What is expected >> Only the lines below between the ones containing "PR #2587, opened 2026-07-12" and "## Files affected", inclusive, are to be reproduced, each exactly as it stands.

Task data Block Start

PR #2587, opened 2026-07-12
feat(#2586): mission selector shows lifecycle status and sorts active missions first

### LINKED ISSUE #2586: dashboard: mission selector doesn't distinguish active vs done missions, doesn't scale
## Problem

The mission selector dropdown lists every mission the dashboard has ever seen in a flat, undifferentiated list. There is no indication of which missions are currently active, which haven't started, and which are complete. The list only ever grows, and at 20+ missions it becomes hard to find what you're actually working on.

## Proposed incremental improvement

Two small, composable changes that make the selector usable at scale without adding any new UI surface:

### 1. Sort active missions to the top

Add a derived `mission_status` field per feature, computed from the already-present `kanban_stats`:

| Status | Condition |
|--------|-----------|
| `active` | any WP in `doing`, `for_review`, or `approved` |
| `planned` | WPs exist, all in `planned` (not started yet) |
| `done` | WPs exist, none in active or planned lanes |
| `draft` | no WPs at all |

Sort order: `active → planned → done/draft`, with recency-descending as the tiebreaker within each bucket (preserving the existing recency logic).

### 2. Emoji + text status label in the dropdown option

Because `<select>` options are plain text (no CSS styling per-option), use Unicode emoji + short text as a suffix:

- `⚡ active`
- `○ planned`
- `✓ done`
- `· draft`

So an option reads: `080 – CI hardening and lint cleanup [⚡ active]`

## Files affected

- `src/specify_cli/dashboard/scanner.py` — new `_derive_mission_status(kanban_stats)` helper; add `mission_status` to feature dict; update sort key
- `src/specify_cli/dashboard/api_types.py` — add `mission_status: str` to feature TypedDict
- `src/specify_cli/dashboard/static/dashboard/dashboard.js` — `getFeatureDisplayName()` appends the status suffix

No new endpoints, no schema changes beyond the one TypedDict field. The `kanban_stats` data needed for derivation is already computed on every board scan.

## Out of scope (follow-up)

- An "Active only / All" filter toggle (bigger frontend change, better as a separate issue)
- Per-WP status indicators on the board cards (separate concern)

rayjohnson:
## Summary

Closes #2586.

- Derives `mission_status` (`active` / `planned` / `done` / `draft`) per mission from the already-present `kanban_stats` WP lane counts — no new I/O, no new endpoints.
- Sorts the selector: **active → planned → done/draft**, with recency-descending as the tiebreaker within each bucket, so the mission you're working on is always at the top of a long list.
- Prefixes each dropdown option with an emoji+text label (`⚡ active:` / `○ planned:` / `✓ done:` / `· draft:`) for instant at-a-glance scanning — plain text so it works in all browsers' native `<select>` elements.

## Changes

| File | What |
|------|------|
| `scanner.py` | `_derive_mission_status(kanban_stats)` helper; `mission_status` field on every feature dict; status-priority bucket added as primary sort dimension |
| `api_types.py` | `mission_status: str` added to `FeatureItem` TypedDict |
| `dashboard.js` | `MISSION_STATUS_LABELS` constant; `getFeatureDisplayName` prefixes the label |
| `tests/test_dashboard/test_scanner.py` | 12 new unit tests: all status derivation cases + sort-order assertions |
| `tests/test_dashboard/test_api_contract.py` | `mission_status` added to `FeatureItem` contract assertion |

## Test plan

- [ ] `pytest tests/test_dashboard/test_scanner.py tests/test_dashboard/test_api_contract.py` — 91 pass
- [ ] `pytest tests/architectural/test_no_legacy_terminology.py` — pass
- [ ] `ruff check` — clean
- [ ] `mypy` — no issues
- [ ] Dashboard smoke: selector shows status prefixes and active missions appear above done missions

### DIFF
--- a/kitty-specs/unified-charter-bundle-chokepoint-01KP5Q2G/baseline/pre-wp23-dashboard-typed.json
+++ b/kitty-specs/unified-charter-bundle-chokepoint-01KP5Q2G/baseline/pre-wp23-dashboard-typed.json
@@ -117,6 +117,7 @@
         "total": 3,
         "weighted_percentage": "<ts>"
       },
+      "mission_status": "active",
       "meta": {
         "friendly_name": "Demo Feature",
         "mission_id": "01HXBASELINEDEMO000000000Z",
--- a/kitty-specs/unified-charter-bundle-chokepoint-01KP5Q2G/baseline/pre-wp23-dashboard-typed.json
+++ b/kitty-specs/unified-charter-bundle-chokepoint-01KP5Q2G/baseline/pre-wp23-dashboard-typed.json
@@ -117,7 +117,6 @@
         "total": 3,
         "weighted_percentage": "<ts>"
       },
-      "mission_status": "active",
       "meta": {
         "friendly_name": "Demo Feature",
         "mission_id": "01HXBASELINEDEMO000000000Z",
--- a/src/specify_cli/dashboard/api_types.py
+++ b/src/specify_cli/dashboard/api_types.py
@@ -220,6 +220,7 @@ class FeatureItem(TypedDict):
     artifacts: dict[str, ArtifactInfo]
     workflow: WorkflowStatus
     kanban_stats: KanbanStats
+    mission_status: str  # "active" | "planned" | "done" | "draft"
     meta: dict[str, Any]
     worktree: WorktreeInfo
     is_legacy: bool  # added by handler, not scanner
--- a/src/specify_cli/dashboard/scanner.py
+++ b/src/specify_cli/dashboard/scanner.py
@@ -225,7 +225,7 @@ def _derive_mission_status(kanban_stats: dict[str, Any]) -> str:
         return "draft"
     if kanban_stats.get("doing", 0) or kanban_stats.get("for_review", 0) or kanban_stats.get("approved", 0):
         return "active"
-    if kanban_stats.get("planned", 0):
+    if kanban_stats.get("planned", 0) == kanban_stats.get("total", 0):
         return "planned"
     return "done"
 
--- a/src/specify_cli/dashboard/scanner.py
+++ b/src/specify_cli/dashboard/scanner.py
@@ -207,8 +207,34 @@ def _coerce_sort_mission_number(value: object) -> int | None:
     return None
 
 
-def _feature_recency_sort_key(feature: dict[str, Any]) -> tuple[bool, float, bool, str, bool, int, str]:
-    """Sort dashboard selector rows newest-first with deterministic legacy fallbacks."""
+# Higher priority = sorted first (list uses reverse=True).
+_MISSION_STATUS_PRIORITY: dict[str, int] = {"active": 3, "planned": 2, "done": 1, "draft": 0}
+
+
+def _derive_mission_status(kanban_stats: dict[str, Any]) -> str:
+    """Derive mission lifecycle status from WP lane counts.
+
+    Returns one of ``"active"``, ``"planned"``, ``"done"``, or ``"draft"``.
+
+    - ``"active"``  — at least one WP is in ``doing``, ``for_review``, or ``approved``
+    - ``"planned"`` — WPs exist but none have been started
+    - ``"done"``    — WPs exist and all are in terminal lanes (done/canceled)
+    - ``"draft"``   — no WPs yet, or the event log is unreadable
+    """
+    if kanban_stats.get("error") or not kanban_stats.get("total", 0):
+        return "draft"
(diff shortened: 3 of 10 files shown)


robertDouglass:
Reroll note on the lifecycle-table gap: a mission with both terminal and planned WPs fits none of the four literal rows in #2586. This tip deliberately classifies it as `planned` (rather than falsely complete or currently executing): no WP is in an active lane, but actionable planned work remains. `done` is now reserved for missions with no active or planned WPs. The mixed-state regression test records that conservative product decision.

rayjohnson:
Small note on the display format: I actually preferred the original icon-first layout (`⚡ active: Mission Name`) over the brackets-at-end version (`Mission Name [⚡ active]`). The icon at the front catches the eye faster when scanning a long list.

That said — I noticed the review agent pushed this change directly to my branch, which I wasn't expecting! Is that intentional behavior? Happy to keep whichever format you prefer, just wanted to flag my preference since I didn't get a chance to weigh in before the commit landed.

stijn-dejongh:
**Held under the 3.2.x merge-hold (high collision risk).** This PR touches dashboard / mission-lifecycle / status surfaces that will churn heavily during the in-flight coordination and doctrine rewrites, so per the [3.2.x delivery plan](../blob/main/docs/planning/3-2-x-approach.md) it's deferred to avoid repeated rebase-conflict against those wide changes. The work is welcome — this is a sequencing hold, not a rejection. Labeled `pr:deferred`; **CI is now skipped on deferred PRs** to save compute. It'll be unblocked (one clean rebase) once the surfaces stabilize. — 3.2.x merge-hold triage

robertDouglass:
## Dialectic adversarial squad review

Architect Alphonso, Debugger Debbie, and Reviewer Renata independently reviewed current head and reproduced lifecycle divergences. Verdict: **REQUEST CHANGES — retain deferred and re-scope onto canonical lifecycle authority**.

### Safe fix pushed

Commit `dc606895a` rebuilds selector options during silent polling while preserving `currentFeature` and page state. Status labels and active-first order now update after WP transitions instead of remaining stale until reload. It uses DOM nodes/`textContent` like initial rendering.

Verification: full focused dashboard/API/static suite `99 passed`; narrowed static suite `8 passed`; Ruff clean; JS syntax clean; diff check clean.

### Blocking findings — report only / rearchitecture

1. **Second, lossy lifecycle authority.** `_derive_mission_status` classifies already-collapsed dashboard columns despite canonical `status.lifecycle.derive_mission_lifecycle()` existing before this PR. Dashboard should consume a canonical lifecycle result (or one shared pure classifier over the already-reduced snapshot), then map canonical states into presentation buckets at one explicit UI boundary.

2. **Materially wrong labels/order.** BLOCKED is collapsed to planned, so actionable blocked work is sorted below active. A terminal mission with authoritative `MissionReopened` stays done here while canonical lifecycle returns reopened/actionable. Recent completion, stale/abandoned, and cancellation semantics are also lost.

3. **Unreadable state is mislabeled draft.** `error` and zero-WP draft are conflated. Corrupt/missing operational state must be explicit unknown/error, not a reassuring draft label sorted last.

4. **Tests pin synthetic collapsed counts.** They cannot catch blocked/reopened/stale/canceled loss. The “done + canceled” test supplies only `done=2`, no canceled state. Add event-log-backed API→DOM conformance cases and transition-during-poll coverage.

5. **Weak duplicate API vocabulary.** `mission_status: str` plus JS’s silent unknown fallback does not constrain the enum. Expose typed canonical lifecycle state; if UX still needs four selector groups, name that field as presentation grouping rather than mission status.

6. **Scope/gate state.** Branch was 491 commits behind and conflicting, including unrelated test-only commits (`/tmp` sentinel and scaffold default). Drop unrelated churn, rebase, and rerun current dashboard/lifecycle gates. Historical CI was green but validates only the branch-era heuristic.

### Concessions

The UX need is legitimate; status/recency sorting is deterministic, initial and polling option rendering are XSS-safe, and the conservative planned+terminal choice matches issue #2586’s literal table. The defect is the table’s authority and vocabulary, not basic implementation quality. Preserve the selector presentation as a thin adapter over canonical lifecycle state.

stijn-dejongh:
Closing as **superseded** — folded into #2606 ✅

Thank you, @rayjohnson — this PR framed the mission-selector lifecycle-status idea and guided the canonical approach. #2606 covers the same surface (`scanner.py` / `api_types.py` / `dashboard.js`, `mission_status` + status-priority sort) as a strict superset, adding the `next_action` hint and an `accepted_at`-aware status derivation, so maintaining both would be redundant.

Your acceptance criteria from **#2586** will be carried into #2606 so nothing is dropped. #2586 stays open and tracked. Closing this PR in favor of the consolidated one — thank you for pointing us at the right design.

Task data Block End
Task data Block Start

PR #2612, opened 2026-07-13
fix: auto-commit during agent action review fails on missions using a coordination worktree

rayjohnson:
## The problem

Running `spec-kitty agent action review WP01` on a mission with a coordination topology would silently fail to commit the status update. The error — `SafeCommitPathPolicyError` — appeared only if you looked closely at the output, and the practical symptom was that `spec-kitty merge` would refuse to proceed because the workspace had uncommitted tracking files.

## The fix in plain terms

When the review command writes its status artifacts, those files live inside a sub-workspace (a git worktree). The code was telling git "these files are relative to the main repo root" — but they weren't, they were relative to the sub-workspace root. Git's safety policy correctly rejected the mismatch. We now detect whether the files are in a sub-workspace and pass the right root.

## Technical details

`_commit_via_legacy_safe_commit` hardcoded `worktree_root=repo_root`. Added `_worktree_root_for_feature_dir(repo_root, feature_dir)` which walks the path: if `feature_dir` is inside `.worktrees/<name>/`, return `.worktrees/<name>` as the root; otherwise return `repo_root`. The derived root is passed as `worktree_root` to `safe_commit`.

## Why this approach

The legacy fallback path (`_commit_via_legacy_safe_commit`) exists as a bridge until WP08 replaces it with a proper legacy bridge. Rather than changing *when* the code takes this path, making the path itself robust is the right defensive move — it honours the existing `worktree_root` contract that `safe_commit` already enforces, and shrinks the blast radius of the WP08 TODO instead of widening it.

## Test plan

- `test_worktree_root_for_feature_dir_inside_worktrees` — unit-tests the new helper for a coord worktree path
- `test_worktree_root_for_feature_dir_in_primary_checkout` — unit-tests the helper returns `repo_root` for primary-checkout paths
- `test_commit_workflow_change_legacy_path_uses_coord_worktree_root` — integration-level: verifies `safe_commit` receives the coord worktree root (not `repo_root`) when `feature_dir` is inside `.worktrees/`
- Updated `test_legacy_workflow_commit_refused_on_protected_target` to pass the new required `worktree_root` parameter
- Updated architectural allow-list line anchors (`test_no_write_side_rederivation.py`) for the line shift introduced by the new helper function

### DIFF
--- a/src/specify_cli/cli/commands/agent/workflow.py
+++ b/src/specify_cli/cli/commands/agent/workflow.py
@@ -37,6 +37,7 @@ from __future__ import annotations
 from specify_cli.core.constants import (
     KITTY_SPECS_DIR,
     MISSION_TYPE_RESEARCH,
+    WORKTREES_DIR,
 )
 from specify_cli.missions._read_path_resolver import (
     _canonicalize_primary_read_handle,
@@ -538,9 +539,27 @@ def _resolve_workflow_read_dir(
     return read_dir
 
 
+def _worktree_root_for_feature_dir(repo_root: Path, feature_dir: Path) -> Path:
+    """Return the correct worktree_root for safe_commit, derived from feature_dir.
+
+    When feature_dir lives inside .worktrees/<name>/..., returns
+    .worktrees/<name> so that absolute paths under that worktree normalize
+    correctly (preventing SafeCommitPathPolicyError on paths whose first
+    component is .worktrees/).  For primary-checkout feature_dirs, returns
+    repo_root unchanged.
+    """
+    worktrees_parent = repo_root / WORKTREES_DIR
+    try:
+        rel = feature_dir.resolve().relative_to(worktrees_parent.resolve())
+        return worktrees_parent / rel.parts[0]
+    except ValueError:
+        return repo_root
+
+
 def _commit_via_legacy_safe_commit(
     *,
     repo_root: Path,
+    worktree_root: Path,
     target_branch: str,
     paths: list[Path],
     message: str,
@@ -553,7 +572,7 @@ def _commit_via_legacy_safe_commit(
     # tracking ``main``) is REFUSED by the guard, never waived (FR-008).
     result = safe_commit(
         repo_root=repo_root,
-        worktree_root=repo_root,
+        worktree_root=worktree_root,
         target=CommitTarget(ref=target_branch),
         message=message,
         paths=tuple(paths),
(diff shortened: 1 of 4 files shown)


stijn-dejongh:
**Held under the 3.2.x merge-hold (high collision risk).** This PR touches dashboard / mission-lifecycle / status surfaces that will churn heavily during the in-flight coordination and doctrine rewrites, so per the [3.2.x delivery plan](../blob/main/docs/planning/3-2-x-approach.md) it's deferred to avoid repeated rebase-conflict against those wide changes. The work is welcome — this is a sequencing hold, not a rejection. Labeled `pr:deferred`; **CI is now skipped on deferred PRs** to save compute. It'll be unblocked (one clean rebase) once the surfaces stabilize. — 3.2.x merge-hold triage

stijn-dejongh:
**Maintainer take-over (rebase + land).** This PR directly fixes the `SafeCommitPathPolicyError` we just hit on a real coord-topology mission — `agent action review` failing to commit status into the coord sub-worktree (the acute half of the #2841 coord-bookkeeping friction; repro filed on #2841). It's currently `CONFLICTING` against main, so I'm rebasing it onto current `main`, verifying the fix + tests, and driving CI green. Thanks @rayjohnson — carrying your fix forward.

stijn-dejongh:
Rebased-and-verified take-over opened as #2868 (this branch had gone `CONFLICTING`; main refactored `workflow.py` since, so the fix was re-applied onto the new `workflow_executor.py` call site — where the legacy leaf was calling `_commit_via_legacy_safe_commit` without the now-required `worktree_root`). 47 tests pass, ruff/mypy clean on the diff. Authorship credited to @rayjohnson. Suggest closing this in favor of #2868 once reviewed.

Task data Block End

Answer section >>
PR #2587, opened 2026-07-12
feat(#2586): mission selector shows lifecycle status and sorts active missions first

### LINKED ISSUE #2586: dashboard: mission selector doesn't distinguish active vs done missions, doesn't scale
## Problem

The mission selector dropdown lists every mission the dashboard has ever seen in a flat, undifferentiated list. There is no indication of which missions are currently active, which haven't started, and which are complete. The list only ever grows, and at 20+ missions it becomes hard to find what you're actually working on.

## Proposed incremental improvement

Two small, composable changes that make the selector usable at scale without adding any new UI surface:

### 1. Sort active missions to the top

Add a derived `mission_status` field per feature, computed from the already-present `kanban_stats`:

| Status | Condition |
|--------|-----------|
| `active` | any WP in `doing`, `for_review`, or `approved` |
| `planned` | WPs exist, all in `planned` (not started yet) |
| `done` | WPs exist, none in active or planned lanes |
| `draft` | no WPs at all |

Sort order: `active → planned → done/draft`, with recency-descending as the tiebreaker within each bucket (preserving the existing recency logic).

### 2. Emoji + text status label in the dropdown option

Because `<select>` options are plain text (no CSS styling per-option), use Unicode emoji + short text as a suffix:

- `⚡ active`
- `○ planned`
- `✓ done`
- `· draft`

So an option reads: `080 – CI hardening and lint cleanup [⚡ active]`

## Files affected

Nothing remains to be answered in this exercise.